● **What you have to do**
Throughout the entries below, report every line where "might" is found.

● **Data extract**
• • •

PR #1386, opened 2016-10-10
Download notification should show full path of download. Fixes #1361.…

### LINKED ISSUE #1361: Download notification should also show download location, not just the file name

jsantell:
… r=vporof"

I think the initial implementation didn't have this because of Notification limitations cuts off most text, atleast on OSX (and doesn't appear in the OSX notifications panel, which I don't really use anyway)

screen shot 2016-10-10 at 12 53 50 pm

### DIFF
--- a/app/ui/browser-modern/sagas/ui-sagas.js
+++ b/app/ui/browser-modern/sagas/ui-sagas.js
@@ -70,12 +70,12 @@ function* setURLBarValue({ urlbar, value, doc, options = { keepSelection: true }
   }
 }
 
-function* showDownloadNotification({ filename, status }) {
+function* showDownloadNotification({ path, filename, status }) {
   let message;
   const title = `Download ${status === 'success' ? 'completed' : 'failed'}`;
 
   if (status === 'success') {
-    message = `Download for ${filename} is completed.`;
+    message = `Download for ${filename} is completed. Can be located at ${path}/${filename}`;
   } else if (status === 'error') {
     message = `Download for ${filename} has failed.`;
   }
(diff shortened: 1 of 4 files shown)


app/ui/browser-modern/sagas/ui-sagas.js
```diff
@@ -70,12 +70,12 @@ function* setURLBarValue({ urlbar, value, doc, options = { keepSelection: true }
...
 }
 
-function* showDownloadNotification({ filename, status }) {
+function* showDownloadNotification({ path, filename, status }) {
   let message;
   const title = `Download ${status === 'success' ? 'completed' : 'failed'}`;
 
   if (status === 'success') {
-    message = `Download for ${filename} is completed.`;
+    message = `Download for ${filename} is completed. Can be located at ${path}/${filename}`;
```
victorporof: Instead of "Can be located at...", to save space, can't we just write "... at:"?
"Download for ${filename} completed at ${path}"

victorporof: Additionally, it might be useful to make this path relative to the user's home directory to save up even more space. Like, show `~/Downloads` instead of the full path to the user's downloads folder.

victorporof: These are nits though and can be handled in followups.

jsantell: I don't think any of these strategies guarantee that we can properly display the whole path anyway.

victorporof: Sure!

PR #1394, opened 2016-10-11
Display time last visited in history.

jsantell:
This might be useful, just a start at it and we can think of how better to organize this.


victorporof:
Nice!

victorporof:
@jsantell are we landing this?

jsantell:
Need a reason to justify this; closing for now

• • •

● **Answer to this problem**
victorporof: Additionally, it might be useful to make this path relative to the user's home directory to save up even more space. Like, show `~/Downloads` instead of the full path to the user's downloads folder.
This might be useful, just a start at it and we can think of how better to organize this.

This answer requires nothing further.